If the last decade was the one in which the entrepreneurial seed was planted in Detroit, the next decade will be focused almost entirely on making it blossom for far more people.
Between 2007 and April of this year, the New Economy Initiative awarded 567 grants totaling more than $120 million — $94.5 million of which was focused directly on a variety of Detroit initiatives. That’s according to the most recent annual report from the Detroit-based entrepreneurial development organization that supports many of the other entrepreneur support programs in the region.
More than 3,000 companies have been launched with help from the initiative, supported by grants from many of Michigan’s largest philanthropic foundations, during that period.
“I am still hopeful that the small businesses in metro Detroit will come through this crisis,” NEI Director Pamela Lewis wrote in the April report just as the pandemic was at its peak in the Detroit area. “However, I think it will be a different landscape for them and for the network of support that has assisted thousands of them over the past 12 years.”
The support network for Detroit entrepreneurs has grown substantially over the last several years, with a variety of organizations operating in multiple capacities. Most provide some combination of funding, mentorship, cheap office space and practical business information. Like the entrepreneurs and small businesses they serve, most have also had to adapt to a new world requiring work be done in all new ways.
And most of the support organizations are also working to better understand what their role might look like once the virus itself is gone, but the economic inequities that were shown under an ultra-bright spotlight during the pandemic still remain.

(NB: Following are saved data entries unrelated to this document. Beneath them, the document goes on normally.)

PR #2952, opened 2026-09-18
feat(runtime): re-run a pack's entity invariant on the generic update path

### LINKED ISSUE #2943: KindHook is never consulted on the entity-update path, so an entity kind's create-time property validation cannot be enforced on update

`KindHook` gives a pack a place to validate its own kind's properties on write. For **note** kinds
both halves exist: `prepare_create` runs on create, and `prepare_note_update` /
`validate_note_update` run on update, dispatched by `find_kind_hook(&note.kind)` at
`crates/khive-runtime/src/pack.rs:3287`, `:3307` and `:3338`.

For **entity** kinds only the create half exists. The entity-update path is
`prepare_guarded_entity_update` in `crates/khive-runtime/src/curation.rs` (reached by both
`update_entity` and `update_entity_if_unchanged`), and it merges `patch.properties` into the
stored JSON through `merge_properties` without consulting `KindHook` at all. A search for
`kind_hook` or `KindHook` across `crates/khive-runtime/src/curation.rs` returns nothing; the same
search against `crates/khive-runtime/src/pack.rs` in the same pass returns ten hits, so the empty
result is the search working rather than the search being broken.

The consequence is not that some pack forgot to write an override. It is that **no entity-kind
hook's create-time property validation can be enforced on update today**, and no override a pack
author writes would be called.

The reachable instance:

`WorkspaceHook::prepare_create` (`crates/khive-pack-workspace/src/hook.rs:17-33`) requires
`properties.schema_version` to be present and an integer, which the pack's own API document states
as its one registration invariant. `workspace` is an entity kind
(`crates/khive-pack-workspace/src/pack.rs:24-25`: `NOTE_KINDS` is empty, `ENTITY_KINDS` carries
it). So:

```
create(kind="entity", entity_kind="workspace", properties={"schema_version": "v2"})  -> refused
update(id=<workspace>,                         properties={"schema_version": "v2"})  -> stored
update(id=<workspace>,                         properties={"schema_version": null})  -> cleared
```

The only per-field guard on that path is `validate_entity_type_for_kind`, which checks the
`entity_type` subtype axis and not `properties.*`. A grep for `schema_version` inside
`crates/khive-pack-workspace/` finds it in the create hook and in two create-only integration
tests; there is no update-path test for it, which is consistent with there being no update path to
test.

Two ways to close it, and the choice is a design call rather than an obvious fix:

1. Call the hook at the seam, in `prepare_guarded_entity_update` itself, on the **merged**
   properties — one call site, after the patch has been applied, so the check sees the record as
   it will be stored rather than the patch in isolation. That function reaches pack-owned
   behaviour the way this file already does everywhere else: through an installed slot on
   `KhiveRuntime`, not a `VerbRegistry` lookup. The precedent is two lines away in the same
   function — `validate_entity_type_for_kind` reads
   `entity_type_validator: Arc<RwLock<Option<EntityTypeValidatorFn>>>`, installed by the transport
   after the registry is built, alongside `edge_rules`, `valid_entity_kinds` and the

“We’re going to need to rebuild this economy. It’s going to require a ton more stimulus, whether it’s at the federal level or state levels,” said Ned Staebler, the president and CEO of Wayne State University-affiliated business incubator TechTown Detroit. “When we use that, economic developers and policymakers are going to have to rethink who they work for, what their programs are designed to do, and who they benefit? We have an opportunity to rebuild this economy in a far more equitable way.”
Doing so, Staebler said, will take far more “intentionality” than has been used before when designing programs and figuring out vehicles for getting funds into the hands of entrepreneurs.
April Boyle, the founder and executive director of Build Institute in the Corktown neighborhood, also shares that view.
“I think the work of Build Institute will be more important than ever given the racial reckoning, all of the injustices that have been uncovered to the light of day,” said Boyle, who plans to leave the organization at the end of this year for a new, yet-to-be-announced opportunity.
“Things we’ve known for 10 years … are now becoming more clear,” Boyle said. “The understanding that women and people of color have been under-capitalized, under-invested, under-supported. And even though Detroit has a robust ecosystem, the amount of investment and support has just not been enough.”
Making the region’s entrepreneurial community more equitable and inclusive was on the mind of most every support organization official contacted for this report. But as the organizations have had to pivot to virtual work and take myriad precautions to slow the spread, they’ve also uncovered other areas that require attention.
For Invest Detroit, a community development finance institution that has deployed more than $400 m illion since 1995, the pandemic has meant having to work extra hard in order to help existing clients weather the storm.
“It’s just being patient, being understanding,” said Keona Cowan, Invest Detroit’s executive vice president of lending. “Trying to be as flexible as we can working with them, identifying needs. Trying to get them resources and fill the gaps … to hopefully help them survive.”
Boyle with Build Institute noted that the organization quickly ramped up its virtual offerings shortly after the pandemic, but later found that many people found themselves “inundated” with webinars and other virtual events. The organization ultimately decided to cut its programming in half.
Going forward, sources say there’s sure to be some pruning as more and more organizations have come forward trying to offer some form of support to the city’s budding crop of entrepreneurs.
“There are a lot of players in the Detroit entrepreneurial space, but this crisis has revealed who the necessary ones are, who the strong ones are,” said TechTown’s Staebler, who pointed to organizations such as Detroit Economic Growth Corp., Invest Detroit and others. “Who’s really doing the work that has that impact, that is necessary. I’m not sure we’ll necessarily see a consolidation going forward, but with presumably some dwindling resources, there will be a refocus on some of those core institutions that serve the entrepreneurs in the community.”
Editor’s note: The original version of this story included a lower amount in grants NEI provided to Detroit initiatives. This version has been updated.